**Work instructions:**
Using the listing below, show all lines that hold the word "admin".

**Dataset extract:**
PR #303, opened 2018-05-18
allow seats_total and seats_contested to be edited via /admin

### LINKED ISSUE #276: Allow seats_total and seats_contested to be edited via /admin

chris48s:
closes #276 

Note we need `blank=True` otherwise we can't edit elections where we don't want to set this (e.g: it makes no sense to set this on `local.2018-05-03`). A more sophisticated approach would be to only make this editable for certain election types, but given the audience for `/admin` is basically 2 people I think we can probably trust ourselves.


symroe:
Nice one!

**Solution to this task:**
allow seats_total and seats_contested to be edited via /admin
### LINKED ISSUE #276: Allow seats_total and seats_contested to be edited via /admin
Note we need `blank=True` otherwise we can't edit elections where we don't want to set this (e.g: it makes no sense to set this on `local.2018-05-03`). A more sophisticated approach would be to only make this editable for certain election types, but given the audience for `/admin` is basically 2 people I think we can probably trust ourselves.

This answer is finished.